Inside a transaction, the application should not even use
commit/rollback on the JDBC connection, only through the transaction
monitor API. This is easy to solve, I simply return a ClientConnection
wrapper that prevents that. But someone can still send a commit/rollback
statement directly through the JDBC driver.

What I'm more afraid of is some operation that will cause a
commit/rollback to occur, e.g. a failed update, a trigger or stored
procedure.

PM: This is tricky. Some JDBC drivers do parse the SQL before sending to
the backend, but we dont - mainly because its faster to let the
backend's parser do the job, and also it keeps our size down. The latter
affects applet users more than anything else.

PM: I suppose we could add a check for the simplest cases, ie sql
containing just "begin" "commit" "rollback" etc, but it won't catch all
possible cases.

> PM: Hmmm, in theory if a transaction is in a dead state (ie: an SQL
> statement failed, so anything else is ignored until the rollback),
there
> should be a message in the notify queue. Our JDBC driver keeps these
in
> the warnings queue, so you could read them prior to calling commit()
> yourself.

Thanks I'll try to look that out.

I've minimized all the special requirements I need from the driver to
three methods calls:

1. enbleSQLTransactions -- prevents a commit/rollback from being
executed directly in SQL; you can never be too careful ;-)
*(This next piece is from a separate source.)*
PR #189, opened 2014-12-29
Removes the use of annotations, switches to test prefix naming

### LINKED ISSUE #188: Spec. 2. 12 TCK : Testing a unicast publisher
Hi there,
After updating to the latest 1.0.0.RC1 (#84), Reactor had an issue with spec 2.12 that can be easily fixed but that asks for a quick confirmation/question.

PM: I wonder if we can get this functionality in the backend's parser -
ie, for the API interfaces, they can set a variable on startup that
disables begin, commit and rollback, then when they need to use them, it
can then either temporarily clear the variable, or use a prefix that
forces the statement to work?

PM: enableSQLTransactions can then act immediately above this
functionality.

2. prepare -- should return false if the transaction is read-only, true
if it will commit, throw an exception if it will rollback

3. isCriticalError -- should tell me if a critical error occured in the
connection and the connection is no longer useable

How do I detect no. 3? Is there are certain range of error codes, should
I just look at certain PSQLExceptions as being critial (e.g. all I/O
related errors)?

PM: Don't rely on the text returned from PSQLException to be in English.
We are pretty unique in that the driver will return an error message in
the language defined by the locale of the client (also depends on if we
have translated the errors into that language). What I could to is add a
method to PSQLException that returns the original id of the Exception,
and another to return the arguments supplied. That may make your code
more portable.

Peter

--
Peter Mount
Enterprise Support
Maidstone Borough Council
Any views stated are my own, and not those of Maidstone Borough Council.